A good source to appreciate the issue is the "UNEP Emissions Gap Report 2018." The key to understanding effective policy is working out the marginal impact of any proposed new actions, or the UK's current policies, on that whole issue.

4 years ago @ http://www.conservativ... - WATCH: Ici Londres - S... · 7 replies · +1 points

A small amount of warming so far does not mean catastrophic impacts in the future. Where is the best modelling? However fancy the models, conclusions radically different from recent past experience are dependent on assumptions more than empirical reality.

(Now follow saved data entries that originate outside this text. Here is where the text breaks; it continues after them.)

PR #287, opened 2023-09-27
Basic unit tests for all sample-migration screens

cmathew:
- mock toolbar helper in tests
- use setContentScreen where possible
- configure Robolectric via properties file where possible

### DIFF
--- a/magellan-sample-migration/src/main/java/com/wealthfront/magellan/sample/migration/toolbar/ToolbarHelper.kt
+++ b/magellan-sample-migration/src/main/java/com/wealthfront/magellan/sample/migration/toolbar/ToolbarHelper.kt
@@ -2,6 +2,7 @@ package com.wealthfront.magellan.sample.migration.toolbar
 
 import android.content.Context
 import com.wealthfront.magellan.Navigator
+import com.wealthfront.magellan.OpenForMocking
 import com.wealthfront.magellan.lifecycle.LifecycleAwareComponent
 import com.wealthfront.magellan.navigation.NavigationListener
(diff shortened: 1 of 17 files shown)


magellan-sample-migration/src/test/resources/robolectric.properties
```diff
@@ -1 +1,2 @@
-sdk=28
\ No newline at end of file
+sdk=28
+application=com.wealthfront.magellan.sample.migration.TestSampleApplication
```
cmathew, line 2: Robolectric will pick this up automatically since it's looking out for classes named "TestBlahApplication", but good to be explicit anyways

magellan-sample-migration/src/main/java/com/wealthfront/magellan/sample/migration/toolbar/ToolbarHelper.kt
```diff
@@ -12,7 +13,8 @@ import com.wealthfront.magellan.navigation.NavigationPropagator
  * Ideally, this dependency is provider by dependency injection and configured so that the views are cleaned up when the activity
  * is destroyed with the help of (subcomponents & custom scopes)[https://dagger.dev/dev-guide/subcomponents].
  */
-object ToolbarHelper : LifecycleAwareComponent(), NavigationListener {
+@OpenForMocking
+class ToolbarHelper : LifecycleAwareComponent(), NavigationListener {
```
cmathew, line 17: convert to instance so it can be mocked in test

kyeungk (approved):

No proposals will make a significant difference. The reason is that global warming is caused by global emissions. The theory is that avoiding dangerous global warming requires global emissions to be net zero in a few decades. Look up "UNEP Emissions Gap Report 2018" to see the difference. Then answer two questions
1. Are you able to persuade developing countries to stop collectively increasing their emissions and start reducing them rapidly? (Developing countries are as defined in the 1992 Rio Declaration now have >80% of the global population & >60% of global emissions)
2. Are you able to persuade countries who rely on the production of fossil fuels for a large part of their national income to abandon this reliance in a generation? That includes Russia, Saudi Arabia, Iran, Iraq, Kuwait, Kazakhstan.